I'm sure she's great-looking in person, but her body positioning and posture look awful. The yellow look in the lower right  hand corner is creeping onto her skin. The lopped off hand looks bad, and the pose and poor posture makes her look rather doughball-like. It's actually quite an unflattering shot of a young woman who probably looks much,much better in person than she does in this shot.


----------



## BirdyIsMe (Feb 25, 2010)

Where in Tampa Bay did you shoot this?  Love the location, but I agree that the pose and coloring don't do much for my eyes.


----------



## jackieclayton (Feb 26, 2010)

I agree with Derrel, this is not flattering for her.  She's got a lovely figure but it's a "full" figure and being so, she has softness (as opposed to sports illustrated chisled abs and stuff)... so posing her hunched over makes her look even heavier.   if her body was straight and at an angle with her face looking at the camera she would probably look thinner and it would be a better pose on her.  To me, "the hunch" works on tall waifs in an edgy pose... never full figured girls.

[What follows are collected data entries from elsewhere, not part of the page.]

PR #7308, opened 2023-02-18
version/mkversion: support collecting version info from tailscale/tailscale only

danderson:
And update build_dist.sh to use that code.

### DIFF
--- a/build_dist.sh
+++ b/build_dist.sh
@@ -11,42 +11,25 @@
 
 set -eu
 
-IFS=".$IFS" read -r major minor patch <VERSION.txt
-git_hash=$(git rev-parse HEAD)
-if ! git diff-index --quiet HEAD; then
-	git_hash="${git_hash}-dirty"
-fi
-base_hash=$(git rev-list --max-count=1 HEAD -- VERSION.txt)
-change_count=$(git rev-list --count HEAD "^$base_hash")
-short_hash=$(echo "$git_hash" | cut -c1-9)
-
-if expr "$minor" : "[0-9]*[13579]$" >/dev/null; then
-	patch="$change_count"
-	change_suffix=""
-elif [ "$change_count" != "0" ]; then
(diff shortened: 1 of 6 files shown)


maisem (approved):

build_dist.sh
```diff
@@ -11,42 +11,20 @@
...
-else
-	change_suffix=""
-fi
-
-long_suffix="$change_suffix-t$short_hash"
-MINOR="$major.$minor"
-SHORT="$MINOR.$patch"
-LONG="${SHORT}$long_suffix"
-GIT_HASH="$git_hash"
+eval `./tool/go run ./cmd/mkversion`
```
bradfitz, line 14: this is kinda harsh on people we've told to use build_dist.sh in the past. Suddenly they need to download and use our Go toolchain (which is Mac and Linux only, too) just to get version info?

Maybe this "./tool/go" should be just "go" by default? If we need to use this ourselves and want tool/go, we could set some env var or something?

bradfitz (approved):

build_dist.sh
danderson: Sure, version computation shouldn't really be affected by our toolchain vs. upstream anyway, so might as well just use an ambient Go. Done.

danderson: Hrm, makes CI suck because our code requires Go 1.20, and if the ambient Go isn't 1.20+, it just craps itself.

Made more complicated, PTAL. It now searches for a system toolchain, but only uses it if the version matches our go.mod declared version. Otherwise, it falls back to tool/go.

danderson: Nope, actually didn't like the excessively magic behavior. Updated again, now uses `go` from $PATH for version calculation, unless TS_USE_TOOLCHAIN is set (which we do set in github actions, to avoid too-old-go errors).

bradfitz (commented):
LGTM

Also, she is way too top heavy to be wearing that cut and style of swimsuit... a halter would have fit her better so it covers her chest more and kind of "perks" them up... and i would have chosen a solid color like black or green (no metallic print).  its distracting against the beautiful background and solids make us all appear thinner.  My eyes go directly to her boobs, and she has GORGEOUS eyes and hair color... I hardly noticed them.  Not a fault of yours because i'm sure she picked the swimsuit, just something to think about next time when advising your subjects on what to wear.  Oh, and redheads... please don't wear pink lipstick... lol, i would have chosen a nude lip especially since she has those gorgeous full lips... bright shades would just overpower her face... a sheer/nude gloss would have been perfect... the pink against her hair just makes it look bubblegum campy.  (lol, i used to be a makeup artist, i always look at what they are wearing and their makeup.. old habit! lol)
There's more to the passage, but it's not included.